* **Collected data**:

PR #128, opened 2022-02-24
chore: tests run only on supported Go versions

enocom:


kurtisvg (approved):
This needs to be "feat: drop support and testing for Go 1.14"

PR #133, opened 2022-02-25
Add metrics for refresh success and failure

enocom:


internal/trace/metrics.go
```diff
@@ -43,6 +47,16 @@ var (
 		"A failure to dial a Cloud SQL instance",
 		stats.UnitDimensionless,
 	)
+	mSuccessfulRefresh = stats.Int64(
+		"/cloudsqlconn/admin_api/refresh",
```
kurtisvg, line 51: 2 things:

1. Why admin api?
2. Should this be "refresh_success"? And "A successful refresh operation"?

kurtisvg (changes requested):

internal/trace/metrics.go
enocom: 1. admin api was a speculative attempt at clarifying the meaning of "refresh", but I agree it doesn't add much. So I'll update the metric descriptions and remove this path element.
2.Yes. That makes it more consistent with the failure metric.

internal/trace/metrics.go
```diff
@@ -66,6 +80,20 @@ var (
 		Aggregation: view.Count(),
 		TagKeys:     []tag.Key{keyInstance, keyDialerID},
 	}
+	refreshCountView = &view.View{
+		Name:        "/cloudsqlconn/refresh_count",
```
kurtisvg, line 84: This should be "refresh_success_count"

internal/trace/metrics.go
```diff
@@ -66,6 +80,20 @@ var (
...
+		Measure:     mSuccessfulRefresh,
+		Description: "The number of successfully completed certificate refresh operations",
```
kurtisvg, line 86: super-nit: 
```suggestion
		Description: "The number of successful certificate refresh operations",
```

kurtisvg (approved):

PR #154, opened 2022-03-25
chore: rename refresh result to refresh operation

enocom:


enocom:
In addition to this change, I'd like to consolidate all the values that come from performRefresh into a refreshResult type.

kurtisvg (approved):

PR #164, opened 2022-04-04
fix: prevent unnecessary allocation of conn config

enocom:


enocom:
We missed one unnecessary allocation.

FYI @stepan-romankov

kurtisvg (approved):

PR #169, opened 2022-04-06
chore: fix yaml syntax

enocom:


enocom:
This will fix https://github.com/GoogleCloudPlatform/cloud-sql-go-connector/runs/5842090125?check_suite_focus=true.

...

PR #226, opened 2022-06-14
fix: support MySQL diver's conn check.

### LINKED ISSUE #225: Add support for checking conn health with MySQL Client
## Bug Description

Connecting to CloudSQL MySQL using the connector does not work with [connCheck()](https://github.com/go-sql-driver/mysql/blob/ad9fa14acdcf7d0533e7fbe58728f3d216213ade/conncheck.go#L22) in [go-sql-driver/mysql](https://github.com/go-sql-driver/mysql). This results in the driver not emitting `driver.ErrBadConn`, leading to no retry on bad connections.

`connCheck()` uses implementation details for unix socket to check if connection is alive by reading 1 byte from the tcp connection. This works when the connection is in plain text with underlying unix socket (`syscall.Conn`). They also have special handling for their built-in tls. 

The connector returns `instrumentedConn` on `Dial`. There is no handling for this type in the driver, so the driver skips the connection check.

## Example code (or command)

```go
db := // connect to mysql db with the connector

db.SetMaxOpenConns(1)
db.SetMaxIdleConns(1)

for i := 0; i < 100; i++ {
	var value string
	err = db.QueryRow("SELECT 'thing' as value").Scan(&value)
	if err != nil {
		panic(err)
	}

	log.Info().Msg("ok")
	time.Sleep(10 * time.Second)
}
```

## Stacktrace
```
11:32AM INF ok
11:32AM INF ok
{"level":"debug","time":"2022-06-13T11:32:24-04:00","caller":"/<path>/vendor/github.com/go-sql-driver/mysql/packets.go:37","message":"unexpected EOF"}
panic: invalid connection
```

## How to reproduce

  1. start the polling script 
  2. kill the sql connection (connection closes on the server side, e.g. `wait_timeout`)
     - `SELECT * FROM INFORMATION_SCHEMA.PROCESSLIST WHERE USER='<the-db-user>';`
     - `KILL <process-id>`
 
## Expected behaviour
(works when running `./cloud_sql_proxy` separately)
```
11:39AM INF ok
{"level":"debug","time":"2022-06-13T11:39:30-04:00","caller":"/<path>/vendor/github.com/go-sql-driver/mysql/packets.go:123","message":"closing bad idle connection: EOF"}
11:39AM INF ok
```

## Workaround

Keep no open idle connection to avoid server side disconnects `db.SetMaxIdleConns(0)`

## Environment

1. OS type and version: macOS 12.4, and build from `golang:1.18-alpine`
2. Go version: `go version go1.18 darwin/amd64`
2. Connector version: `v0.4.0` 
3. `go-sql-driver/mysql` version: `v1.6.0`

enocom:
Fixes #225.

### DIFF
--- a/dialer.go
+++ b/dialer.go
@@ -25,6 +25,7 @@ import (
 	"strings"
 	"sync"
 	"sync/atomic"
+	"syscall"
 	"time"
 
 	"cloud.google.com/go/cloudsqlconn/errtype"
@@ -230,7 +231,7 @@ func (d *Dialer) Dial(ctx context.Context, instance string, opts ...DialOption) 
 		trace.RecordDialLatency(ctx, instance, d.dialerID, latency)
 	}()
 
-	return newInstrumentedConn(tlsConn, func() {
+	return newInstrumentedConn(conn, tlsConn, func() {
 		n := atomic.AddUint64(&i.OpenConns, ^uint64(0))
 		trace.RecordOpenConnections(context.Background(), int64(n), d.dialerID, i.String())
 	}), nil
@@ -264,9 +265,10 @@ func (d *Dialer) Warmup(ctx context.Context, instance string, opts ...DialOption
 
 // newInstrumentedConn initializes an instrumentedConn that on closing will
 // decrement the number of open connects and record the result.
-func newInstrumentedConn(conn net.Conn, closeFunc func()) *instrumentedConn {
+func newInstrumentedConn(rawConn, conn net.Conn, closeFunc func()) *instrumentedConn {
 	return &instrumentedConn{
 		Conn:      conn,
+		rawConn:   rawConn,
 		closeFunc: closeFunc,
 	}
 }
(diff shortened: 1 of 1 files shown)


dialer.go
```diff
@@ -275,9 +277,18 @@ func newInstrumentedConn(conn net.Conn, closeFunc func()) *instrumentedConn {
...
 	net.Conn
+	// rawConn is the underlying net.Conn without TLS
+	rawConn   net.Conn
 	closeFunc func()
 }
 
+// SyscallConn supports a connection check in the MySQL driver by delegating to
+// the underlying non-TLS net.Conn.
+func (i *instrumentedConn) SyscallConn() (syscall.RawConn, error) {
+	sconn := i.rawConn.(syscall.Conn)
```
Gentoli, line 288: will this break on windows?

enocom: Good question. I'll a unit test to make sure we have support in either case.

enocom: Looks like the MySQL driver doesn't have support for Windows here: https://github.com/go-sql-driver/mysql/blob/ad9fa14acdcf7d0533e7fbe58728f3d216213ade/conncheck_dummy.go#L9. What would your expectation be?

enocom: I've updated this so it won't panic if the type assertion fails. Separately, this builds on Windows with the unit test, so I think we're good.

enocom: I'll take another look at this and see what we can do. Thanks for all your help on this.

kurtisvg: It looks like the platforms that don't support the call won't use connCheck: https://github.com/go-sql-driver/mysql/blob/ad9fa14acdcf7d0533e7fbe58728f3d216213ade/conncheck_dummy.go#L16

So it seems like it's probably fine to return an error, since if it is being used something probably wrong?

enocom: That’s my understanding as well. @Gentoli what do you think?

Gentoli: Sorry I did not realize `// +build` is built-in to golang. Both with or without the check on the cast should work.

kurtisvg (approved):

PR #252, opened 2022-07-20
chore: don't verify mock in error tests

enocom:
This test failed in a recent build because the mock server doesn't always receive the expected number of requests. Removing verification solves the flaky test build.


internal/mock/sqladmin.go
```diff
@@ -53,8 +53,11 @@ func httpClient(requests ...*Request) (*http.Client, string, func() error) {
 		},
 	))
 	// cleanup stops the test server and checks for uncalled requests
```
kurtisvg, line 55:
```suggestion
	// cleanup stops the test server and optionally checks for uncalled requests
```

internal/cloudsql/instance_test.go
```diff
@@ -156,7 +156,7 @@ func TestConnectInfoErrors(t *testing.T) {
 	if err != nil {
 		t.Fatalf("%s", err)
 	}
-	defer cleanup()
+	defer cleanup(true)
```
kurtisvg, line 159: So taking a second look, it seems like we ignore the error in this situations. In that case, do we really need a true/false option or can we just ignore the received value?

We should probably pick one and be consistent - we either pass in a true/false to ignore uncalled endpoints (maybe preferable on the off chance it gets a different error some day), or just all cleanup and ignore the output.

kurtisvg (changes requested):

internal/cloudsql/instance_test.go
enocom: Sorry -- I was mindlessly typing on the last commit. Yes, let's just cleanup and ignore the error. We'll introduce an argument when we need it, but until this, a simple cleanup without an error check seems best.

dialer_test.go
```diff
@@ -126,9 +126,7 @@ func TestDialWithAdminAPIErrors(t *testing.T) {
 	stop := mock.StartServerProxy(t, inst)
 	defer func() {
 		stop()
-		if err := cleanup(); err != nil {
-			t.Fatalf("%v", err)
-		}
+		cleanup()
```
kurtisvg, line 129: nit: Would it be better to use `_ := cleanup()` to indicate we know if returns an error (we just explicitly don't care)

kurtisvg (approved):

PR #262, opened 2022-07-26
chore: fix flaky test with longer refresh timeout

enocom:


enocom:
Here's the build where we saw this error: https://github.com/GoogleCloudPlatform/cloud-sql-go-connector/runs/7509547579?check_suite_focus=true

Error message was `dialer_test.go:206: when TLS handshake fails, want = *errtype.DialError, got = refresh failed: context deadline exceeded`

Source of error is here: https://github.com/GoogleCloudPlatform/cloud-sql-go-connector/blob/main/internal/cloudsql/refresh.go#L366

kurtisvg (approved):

--

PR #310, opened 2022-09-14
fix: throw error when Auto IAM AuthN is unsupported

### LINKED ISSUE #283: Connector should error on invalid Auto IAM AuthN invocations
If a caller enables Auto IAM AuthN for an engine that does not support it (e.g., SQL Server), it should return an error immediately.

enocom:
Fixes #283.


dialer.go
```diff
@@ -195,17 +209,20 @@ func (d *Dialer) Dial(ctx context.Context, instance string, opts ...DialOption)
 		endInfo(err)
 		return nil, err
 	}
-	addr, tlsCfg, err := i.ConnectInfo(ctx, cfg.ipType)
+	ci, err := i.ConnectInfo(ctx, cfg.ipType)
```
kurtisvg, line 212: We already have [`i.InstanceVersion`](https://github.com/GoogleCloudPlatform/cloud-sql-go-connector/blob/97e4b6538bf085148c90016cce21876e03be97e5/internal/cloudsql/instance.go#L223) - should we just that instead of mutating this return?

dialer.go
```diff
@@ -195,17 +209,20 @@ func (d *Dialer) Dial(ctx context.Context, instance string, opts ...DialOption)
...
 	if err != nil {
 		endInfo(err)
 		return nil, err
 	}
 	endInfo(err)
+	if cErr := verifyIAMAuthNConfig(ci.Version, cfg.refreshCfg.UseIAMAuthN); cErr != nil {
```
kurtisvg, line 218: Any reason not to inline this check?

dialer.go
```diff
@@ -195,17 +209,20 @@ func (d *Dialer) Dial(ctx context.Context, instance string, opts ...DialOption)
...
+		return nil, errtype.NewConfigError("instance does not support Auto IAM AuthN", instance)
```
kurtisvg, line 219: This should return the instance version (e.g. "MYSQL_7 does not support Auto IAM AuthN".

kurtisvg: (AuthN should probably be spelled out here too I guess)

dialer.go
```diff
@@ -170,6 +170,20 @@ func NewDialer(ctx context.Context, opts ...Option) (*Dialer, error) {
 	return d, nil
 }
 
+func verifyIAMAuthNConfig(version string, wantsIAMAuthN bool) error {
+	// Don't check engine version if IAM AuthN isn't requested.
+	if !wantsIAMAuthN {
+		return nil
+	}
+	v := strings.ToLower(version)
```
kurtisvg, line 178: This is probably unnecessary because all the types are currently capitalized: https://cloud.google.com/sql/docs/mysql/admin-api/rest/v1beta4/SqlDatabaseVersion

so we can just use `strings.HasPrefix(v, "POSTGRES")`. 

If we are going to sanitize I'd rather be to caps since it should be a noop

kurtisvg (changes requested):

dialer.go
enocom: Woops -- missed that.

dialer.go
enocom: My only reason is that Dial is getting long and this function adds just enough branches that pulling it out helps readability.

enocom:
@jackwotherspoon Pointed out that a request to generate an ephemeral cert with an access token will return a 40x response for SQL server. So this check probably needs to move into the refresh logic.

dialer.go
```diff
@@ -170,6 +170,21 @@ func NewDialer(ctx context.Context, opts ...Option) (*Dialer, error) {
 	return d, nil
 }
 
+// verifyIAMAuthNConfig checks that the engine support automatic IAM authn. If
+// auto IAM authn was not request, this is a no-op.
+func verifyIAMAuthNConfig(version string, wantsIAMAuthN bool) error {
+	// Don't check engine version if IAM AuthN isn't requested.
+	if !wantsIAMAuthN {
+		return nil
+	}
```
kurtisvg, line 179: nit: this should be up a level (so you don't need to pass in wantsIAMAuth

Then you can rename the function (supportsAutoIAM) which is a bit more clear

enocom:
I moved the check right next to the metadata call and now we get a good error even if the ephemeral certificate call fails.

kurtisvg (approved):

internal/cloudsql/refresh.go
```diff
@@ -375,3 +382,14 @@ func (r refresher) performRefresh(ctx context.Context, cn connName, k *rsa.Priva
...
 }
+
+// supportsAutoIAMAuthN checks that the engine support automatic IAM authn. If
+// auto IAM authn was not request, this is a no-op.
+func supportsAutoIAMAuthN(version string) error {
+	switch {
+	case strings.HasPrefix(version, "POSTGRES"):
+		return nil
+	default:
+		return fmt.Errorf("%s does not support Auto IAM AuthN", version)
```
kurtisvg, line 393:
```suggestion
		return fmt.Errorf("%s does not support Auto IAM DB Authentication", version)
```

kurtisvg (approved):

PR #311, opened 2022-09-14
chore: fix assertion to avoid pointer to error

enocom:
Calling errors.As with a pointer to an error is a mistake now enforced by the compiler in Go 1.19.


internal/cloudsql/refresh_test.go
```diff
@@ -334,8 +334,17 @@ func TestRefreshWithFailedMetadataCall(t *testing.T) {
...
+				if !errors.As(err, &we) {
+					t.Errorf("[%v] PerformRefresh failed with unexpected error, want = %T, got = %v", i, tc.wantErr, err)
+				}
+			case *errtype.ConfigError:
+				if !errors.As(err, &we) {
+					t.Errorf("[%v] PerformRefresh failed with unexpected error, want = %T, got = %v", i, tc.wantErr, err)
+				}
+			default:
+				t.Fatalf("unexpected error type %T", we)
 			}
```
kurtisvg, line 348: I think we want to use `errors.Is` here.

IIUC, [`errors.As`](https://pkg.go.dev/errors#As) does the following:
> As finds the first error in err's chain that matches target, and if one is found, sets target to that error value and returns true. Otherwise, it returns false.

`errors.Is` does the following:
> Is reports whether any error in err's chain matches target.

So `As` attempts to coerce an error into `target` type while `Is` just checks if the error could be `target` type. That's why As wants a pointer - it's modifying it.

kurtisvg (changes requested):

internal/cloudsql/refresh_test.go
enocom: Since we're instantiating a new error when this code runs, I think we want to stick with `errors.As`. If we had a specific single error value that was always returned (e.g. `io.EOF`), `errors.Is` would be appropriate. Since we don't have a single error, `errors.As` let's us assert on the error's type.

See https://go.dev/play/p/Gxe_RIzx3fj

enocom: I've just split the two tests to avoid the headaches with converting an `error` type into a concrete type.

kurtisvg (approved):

* **EXERCISE OBJECTIVE**: Write down, word for word, the lines above from the one containing "PR #128, opened 2022-02-24" through the one containing "2. Should this", both ends included.

* **EXERCISE RESULT**:
PR #128, opened 2022-02-24
chore: tests run only on supported Go versions

enocom:


kurtisvg (approved):
This needs to be "feat: drop support and testing for Go 1.14"

PR #133, opened 2022-02-25
Add metrics for refresh success and failure

enocom:


internal/trace/metrics.go
```diff
@@ -43,6 +47,16 @@ var (
 		"A failure to dial a Cloud SQL instance",
 		stats.UnitDimensionless,
 	)
+	mSuccessfulRefresh = stats.Int64(
+		"/cloudsqlconn/admin_api/refresh",
```
kurtisvg, line 51: 2 things:

1. Why admin api?
2. Should this be "refresh_success"? And "A successful refresh operation"?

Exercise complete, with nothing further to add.